Text Adventure Agents: The Adventure Begins

by on under ai
4 minute read

I’ve always loved automating things. The whole Screeps saga has been about the joy of fully automating an MMORTS empire. Now, AI agents are being hyped as the wave of the future, but they have some issues to work through.

It’s been said that large language models exhibit jagged intelligence: they are very good at some things and very bad at others. Tool-calling can fill in some of those gaps, just like when I use a calculator because I’m bad at mental math. I want to get a better handle on these limitations (and how to mitigate them).

So, I started thinking about a good playground to experiment with. Claude has been playing Pokemon. Screeps is probably too complex and visual. But I had a lot of fun back in the day playing MUDs, which are real-time multiplayer text-based games. The real-time element would be tough, so why not start simple with single-player interactive fiction (or text adventure) games?

West of House

Classic text adventure games like Colossal Cave, Adventure, and Zork have a fairly simple interface: you type a command like go south, get sword, or kill troll with sword; the game describes the results; and you continue exploring, gathering treasure, and solving puzzles until you finish the game.

This is exactly the kind of back-and-forth text interface that LLMs are being trained for. But how well do they handle the higher-level concepts - making plans, solving puzzles, spatial reasoning/navigation? And, if there are gaps, can we fill them in by giving our agents tools?

For example, if we confirm that spatial reasoning is a weakness (“I am in the Forest and need to get back to the House”), can we use tools like an auto-mapper and pathfinder to plan a route back?

How do smaller local models compare to more powerful hosted models?

Let’s try to answer these questions.

Test Setup

I used Cursor to help me whip up a test environment. I’m running a Docker container with dfrotz (a dumb terminal client for Infocom-type text adventures) exposed via HTTP API, and I’ve set up a simple agent with Vercel’s AI SDK that can start a game session and call a tool to send commands to the game. I’m running the same agent with a series of models, both local and hosted, to compare results.

The baseline just uses a system prompt that explains at a high level how to play interactive fiction games; lets the LLM call the sendCommand tool up to five times; and then prompts it to continue if it stops early. It repeats this in a loop, stopping early at 100 iterations, in case the LLM is just stuck.

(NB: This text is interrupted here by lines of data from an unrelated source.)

PR #227, opened 2021-01-06
Maintain nuget version for AspNetCore and base package separately

avanigupta:
Instead of having a common nuget package version for both `Microsoft.Extensions.Configuration.AzureAppConfiguration` and `Microsoft.Azure.AppConfiguration.AspNetCore` packages, we can maintain the version separately for both projects. This would prevent accidentally publishing a new package of AspNetCore without changing the base package version reference.

### DIFF
--- a/src/Microsoft.Azure.AppConfiguration.AspNetCore/Microsoft.Azure.AppConfiguration.AspNetCore.csproj
+++ b/src/Microsoft.Azure.AppConfiguration.AspNetCore/Microsoft.Azure.AppConfiguration.AspNetCore.csproj
@@ -27,16 +27,16 @@
 
   <!-- Nuget Package Version Settings -->
 
-  <PropertyGroup Condition="'$(CDP_PATCH_NUMBER)'==''">
-    <Version>4.9.9999</Version>
+  <PropertyGroup>
+    <OfficialVersion>4.1.0</OfficialVersion>
   </PropertyGroup>
-
+  
   <PropertyGroup Condition="'$(CDP_PATCH_NUMBER)'!='' AND '$(CDP_BUILD_TYPE)'=='Official'">
-    <Version>4.1.0</Version>
+    <Version>$(OfficialVersion)</Version>
   </PropertyGroup>
 
   <PropertyGroup Condition="'$(CDP_PATCH_NUMBER)'!='' AND '$(CDP_BUILD_TYPE)'!='Official'">
-    <Version>4.1.0-$(CDP_PATCH_NUMBER)-$(Revision)</Version>
+    <Version>$(OfficialVersion)-$(CDP_PATCH_NUMBER)-$(Revision)</Version>
   </PropertyGroup>
   
 </Project>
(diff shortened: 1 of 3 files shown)


src/Microsoft.Azure.AppConfiguration.AspNetCore/Microsoft.Azure.AppConfiguration.AspNetCore.csproj
```diff
@@ -24,4 +24,29 @@
...
+  <PropertyGroup Condition="'$(CDP_PATCH_NUMBER)'==''">
+    <Version>4.9.9999</Version>
+  </PropertyGroup>
+
+  <PropertyGroup Condition="'$(CDP_PATCH_NUMBER)'!='' AND '$(CDP_BUILD_TYPE)'=='Official'">
+    <Version>4.1.0</Version>
+  </PropertyGroup>
+
+  <PropertyGroup Condition="'$(CDP_PATCH_NUMBER)'!='' AND '$(CDP_BUILD_TYPE)'!='Official'">
+    <!-- Note that CDP_PACKAGE_VERSION_NUMERIC uses format Major.Minor.MMddyyrrrr, which causes compile error CS7034 because .NET Core doesn't allow version numbers higher than 65534. -->
```
jimmyca15, line 39: Can we keep the <Revision> calculation in the common NugetProperties to avoid defining it in both csproj?

avanigupta: Done

src/Microsoft.Azure.AppConfiguration.AspNetCore/Microsoft.Azure.AppConfiguration.AspNetCore.csproj
```diff
@@ -24,4 +24,19 @@
   <ItemGroup Condition="'$(TargetFramework)' != 'netstandard2.0'">
     <FrameworkReference Include="Microsoft.AspNetCore.App" />
   </ItemGroup>
+
+  <!-- Nuget Package Version Settings -->
+
+  <PropertyGroup Condition="'$(CDP_PATCH_NUMBER)'==''">
+    <Version>4.9.9999</Version>
+  </PropertyGroup>
```
abhilasharora, line 32: Since this snippet is common across both files, it could also be shared in `NugetProperties.props` file.

src/Microsoft.Azure.AppConfiguration.AspNetCore/Microsoft.Azure.AppConfiguration.AspNetCore.csproj
```diff
@@ -24,4 +24,19 @@
...
+
+  <PropertyGroup Condition="'$(CDP_PATCH_NUMBER)'!='' AND '$(CDP_BUILD_TYPE)'=='Official'">
+    <Version>4.1.0</Version>
+  </PropertyGroup>
+
+  <PropertyGroup Condition="'$(CDP_PATCH_NUMBER)'!='' AND '$(CDP_BUILD_TYPE)'!='Official'">
+    <Version>4.1.0-$(CDP_PATCH_NUMBER)-$(Revision)</Version>
+  </PropertyGroup>
```
abhilasharora, line 40: Since part of the version `4.1.0` in this case is expected to be the same for both official and non-official builds, separating it out as a separate property will allow us to have a single source of truth.

jimmyca15 (approved):

abhilasharora (approved):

Zork reports a score, based on the number of treasures found, so I’ve hard-coded some checks around the score to use it as a metric to report each model’s performance.

And here are the initial results:

┌────────────────────────────────────────────┬───────┬───────┐
 Name                                        Score  Moves  
├────────────────────────────────────────────┼───────┼───────┤
 simple|mistral                              0      2      
 simple|claude-3-5-haiku-20241022            35     307    
 simple|ebdm/gemma3-enhanced:12b             0      11     
 simple|claude-3-7-sonnet-20250219           40     189    
 simple|MFDoom/deepseek-r1-tool-calling:14b  10     248    
 simple|grok-2-1212                          0      315    
└────────────────────────────────────────────┴───────┴───────┘

Analysis

Immediately, there are a few problems. The smaller local models really struggled.

  • Mistral crashed out in this run. In other runs, it had other issues: it frequently began making up its own text adventure game and playing that instead!
  • Gemma 3 doesn’t have tool calling built in, so I tried a variant that adds tool-calling support. Unfortunately, this wasn’t reliable and crashed out quickly.
  • Deepseek-R1 also doesn’t have tool calling built in, but the variant I used does work reliably enough. It manages to score a few points by solving the first puzzle (a closed window), but then gets stuck in a loop exploring the same area of the forest over and over again.

Some of the hosted models do better.

  • Grok 2 did well on a previous run, but here it too got stuck in a loop.
  • Claude 3.5 Haiku (the smaller, faster model) did well, exploring several areas and defeating a troll, but eventually got stuck in a similar loop examining items in a single room.
  • Claude 3.7 Sonnet scored slightly higher, but it, too, got stuck trying to open a locked door over and over again regardless of failure - until I ran out of token budget.

That’s our baseline: in the next installment, we’ll experiment with giving the agents tools to better keep track of the game’s progress.